Task to complete:
Select every line containing the word "about" from the material, and copy those lines.
━━ Record extracts
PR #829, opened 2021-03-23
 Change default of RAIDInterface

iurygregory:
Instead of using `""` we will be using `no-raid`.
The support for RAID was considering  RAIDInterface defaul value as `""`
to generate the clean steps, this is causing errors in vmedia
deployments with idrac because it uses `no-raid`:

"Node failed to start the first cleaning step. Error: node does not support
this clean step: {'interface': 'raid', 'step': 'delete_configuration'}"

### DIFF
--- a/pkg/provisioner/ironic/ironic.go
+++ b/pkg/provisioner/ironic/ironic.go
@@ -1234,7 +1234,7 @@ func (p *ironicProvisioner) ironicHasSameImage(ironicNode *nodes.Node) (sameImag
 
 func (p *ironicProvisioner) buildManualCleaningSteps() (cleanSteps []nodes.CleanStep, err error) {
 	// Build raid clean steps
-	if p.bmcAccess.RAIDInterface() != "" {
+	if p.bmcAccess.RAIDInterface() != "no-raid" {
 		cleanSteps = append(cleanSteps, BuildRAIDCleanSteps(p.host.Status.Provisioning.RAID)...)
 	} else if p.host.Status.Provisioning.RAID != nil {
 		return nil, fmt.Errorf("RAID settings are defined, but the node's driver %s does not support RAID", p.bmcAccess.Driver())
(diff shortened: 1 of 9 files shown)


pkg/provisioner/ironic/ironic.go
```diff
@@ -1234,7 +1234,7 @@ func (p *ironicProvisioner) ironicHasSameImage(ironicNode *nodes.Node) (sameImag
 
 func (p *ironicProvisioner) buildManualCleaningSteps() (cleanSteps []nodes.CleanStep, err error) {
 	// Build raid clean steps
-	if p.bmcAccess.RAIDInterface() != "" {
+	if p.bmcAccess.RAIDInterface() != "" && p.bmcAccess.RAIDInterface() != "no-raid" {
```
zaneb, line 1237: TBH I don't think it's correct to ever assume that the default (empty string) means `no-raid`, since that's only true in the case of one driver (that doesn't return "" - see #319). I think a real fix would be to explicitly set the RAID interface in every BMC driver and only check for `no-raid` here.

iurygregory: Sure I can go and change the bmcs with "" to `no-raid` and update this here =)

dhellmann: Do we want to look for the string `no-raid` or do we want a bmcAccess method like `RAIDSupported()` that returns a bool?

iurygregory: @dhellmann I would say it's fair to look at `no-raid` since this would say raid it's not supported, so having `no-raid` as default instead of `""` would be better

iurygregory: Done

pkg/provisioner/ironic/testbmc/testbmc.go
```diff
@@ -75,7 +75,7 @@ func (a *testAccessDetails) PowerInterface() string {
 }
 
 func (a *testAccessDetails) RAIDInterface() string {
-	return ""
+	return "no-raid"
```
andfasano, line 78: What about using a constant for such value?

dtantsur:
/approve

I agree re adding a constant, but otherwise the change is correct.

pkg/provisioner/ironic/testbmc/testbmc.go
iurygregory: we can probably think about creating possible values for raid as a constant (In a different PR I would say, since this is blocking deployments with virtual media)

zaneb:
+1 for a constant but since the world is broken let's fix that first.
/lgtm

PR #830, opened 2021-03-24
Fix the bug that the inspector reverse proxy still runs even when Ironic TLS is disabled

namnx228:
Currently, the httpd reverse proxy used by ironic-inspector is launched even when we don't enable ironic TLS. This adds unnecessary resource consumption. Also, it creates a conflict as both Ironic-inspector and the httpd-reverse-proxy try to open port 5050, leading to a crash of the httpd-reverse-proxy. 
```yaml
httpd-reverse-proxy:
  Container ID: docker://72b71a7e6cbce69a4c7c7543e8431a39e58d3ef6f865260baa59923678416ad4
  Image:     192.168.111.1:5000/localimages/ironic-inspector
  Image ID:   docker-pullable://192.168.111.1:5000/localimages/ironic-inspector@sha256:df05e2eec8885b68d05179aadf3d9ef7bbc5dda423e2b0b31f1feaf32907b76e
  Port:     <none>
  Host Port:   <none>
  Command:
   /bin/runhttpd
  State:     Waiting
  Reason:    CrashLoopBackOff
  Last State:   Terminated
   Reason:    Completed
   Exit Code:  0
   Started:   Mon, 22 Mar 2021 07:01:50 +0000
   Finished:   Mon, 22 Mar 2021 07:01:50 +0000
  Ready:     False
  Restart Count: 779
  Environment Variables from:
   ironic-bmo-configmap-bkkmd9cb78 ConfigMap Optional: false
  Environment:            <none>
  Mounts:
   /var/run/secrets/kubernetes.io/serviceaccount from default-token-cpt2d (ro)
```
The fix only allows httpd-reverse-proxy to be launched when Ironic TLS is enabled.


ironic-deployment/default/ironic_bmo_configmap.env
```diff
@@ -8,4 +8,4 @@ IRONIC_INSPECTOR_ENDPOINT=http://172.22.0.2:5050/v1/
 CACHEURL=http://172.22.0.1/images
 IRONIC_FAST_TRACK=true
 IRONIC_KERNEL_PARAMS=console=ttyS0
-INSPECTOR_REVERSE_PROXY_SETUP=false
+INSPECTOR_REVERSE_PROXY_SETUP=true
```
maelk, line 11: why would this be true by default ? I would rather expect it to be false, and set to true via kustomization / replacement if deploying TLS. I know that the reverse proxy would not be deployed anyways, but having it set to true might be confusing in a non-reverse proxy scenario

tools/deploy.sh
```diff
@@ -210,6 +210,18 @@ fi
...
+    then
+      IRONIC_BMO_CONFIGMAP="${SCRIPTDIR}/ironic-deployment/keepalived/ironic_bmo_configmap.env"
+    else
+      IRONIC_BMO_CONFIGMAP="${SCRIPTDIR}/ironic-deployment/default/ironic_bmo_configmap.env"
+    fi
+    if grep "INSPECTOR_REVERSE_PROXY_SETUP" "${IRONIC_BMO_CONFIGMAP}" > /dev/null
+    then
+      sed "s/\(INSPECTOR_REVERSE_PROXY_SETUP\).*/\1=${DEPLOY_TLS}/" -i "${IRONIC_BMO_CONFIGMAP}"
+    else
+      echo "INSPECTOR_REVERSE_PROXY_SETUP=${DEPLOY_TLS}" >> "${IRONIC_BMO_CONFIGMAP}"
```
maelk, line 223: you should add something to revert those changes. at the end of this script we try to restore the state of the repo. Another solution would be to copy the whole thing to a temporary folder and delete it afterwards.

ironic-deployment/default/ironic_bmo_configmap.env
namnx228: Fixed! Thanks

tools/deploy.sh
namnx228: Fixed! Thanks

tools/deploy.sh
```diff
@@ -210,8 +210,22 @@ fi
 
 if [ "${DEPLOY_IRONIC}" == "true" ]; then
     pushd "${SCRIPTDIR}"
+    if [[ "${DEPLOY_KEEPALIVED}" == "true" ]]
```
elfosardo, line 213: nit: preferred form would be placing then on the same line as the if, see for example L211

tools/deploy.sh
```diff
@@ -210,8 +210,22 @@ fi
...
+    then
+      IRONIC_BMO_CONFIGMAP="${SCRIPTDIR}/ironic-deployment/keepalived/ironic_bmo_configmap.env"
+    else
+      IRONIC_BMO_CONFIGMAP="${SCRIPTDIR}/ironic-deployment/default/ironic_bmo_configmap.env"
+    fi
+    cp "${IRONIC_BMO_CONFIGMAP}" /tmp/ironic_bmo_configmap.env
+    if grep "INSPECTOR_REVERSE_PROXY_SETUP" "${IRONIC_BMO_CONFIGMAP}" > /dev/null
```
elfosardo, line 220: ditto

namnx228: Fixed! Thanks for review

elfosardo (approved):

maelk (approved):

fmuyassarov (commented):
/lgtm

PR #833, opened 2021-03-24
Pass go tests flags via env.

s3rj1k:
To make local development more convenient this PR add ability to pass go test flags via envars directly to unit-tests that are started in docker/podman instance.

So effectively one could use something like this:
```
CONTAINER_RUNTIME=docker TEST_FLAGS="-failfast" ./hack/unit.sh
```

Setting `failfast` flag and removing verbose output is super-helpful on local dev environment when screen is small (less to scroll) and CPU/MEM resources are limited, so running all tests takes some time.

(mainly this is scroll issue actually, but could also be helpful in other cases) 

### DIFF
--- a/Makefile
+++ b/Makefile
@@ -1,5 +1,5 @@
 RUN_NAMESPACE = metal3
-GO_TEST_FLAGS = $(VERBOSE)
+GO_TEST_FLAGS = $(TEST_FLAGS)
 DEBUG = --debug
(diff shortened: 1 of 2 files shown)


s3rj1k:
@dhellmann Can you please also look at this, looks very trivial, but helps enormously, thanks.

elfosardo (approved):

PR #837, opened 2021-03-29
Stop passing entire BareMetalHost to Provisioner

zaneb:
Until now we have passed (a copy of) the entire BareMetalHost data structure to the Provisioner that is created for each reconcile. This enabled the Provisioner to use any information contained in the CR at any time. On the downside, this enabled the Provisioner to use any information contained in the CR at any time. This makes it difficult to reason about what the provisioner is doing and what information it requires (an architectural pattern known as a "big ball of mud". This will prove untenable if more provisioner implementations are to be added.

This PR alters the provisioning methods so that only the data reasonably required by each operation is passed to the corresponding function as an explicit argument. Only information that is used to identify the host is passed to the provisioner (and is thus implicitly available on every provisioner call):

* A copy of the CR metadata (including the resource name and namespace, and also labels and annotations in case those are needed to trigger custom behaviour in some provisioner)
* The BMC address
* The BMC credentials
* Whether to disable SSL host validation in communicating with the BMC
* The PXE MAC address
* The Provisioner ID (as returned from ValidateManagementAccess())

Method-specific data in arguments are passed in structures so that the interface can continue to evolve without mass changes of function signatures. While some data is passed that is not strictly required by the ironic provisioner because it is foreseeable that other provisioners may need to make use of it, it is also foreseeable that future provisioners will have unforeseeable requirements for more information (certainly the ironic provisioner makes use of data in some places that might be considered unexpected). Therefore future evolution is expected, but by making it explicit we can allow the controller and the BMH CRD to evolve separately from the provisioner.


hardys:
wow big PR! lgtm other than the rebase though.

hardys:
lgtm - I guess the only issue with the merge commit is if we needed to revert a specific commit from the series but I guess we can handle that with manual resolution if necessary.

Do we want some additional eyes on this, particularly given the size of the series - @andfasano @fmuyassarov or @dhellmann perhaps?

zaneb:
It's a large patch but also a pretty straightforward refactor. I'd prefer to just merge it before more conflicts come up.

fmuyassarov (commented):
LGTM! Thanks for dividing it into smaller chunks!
━━━━
Answer space:
andfasano, line 78: What about using a constant for such value?
iurygregory: we can probably think about creating possible values for raid as a constant (In a different PR I would say, since this is blocking deployments with virtual media)
Until now we have passed (a copy of) the entire BareMetalHost data structure to the Provisioner that is created for each reconcile. This enabled the Provisioner to use any information contained in the CR at any time. On the downside, this enabled the Provisioner to use any information contained in the CR at any time. This makes it difficult to reason about what the provisioner is doing and what information it requires (an architectural pattern known as a "big ball of mud". This will prove untenable if more provisioner implementations are to be added.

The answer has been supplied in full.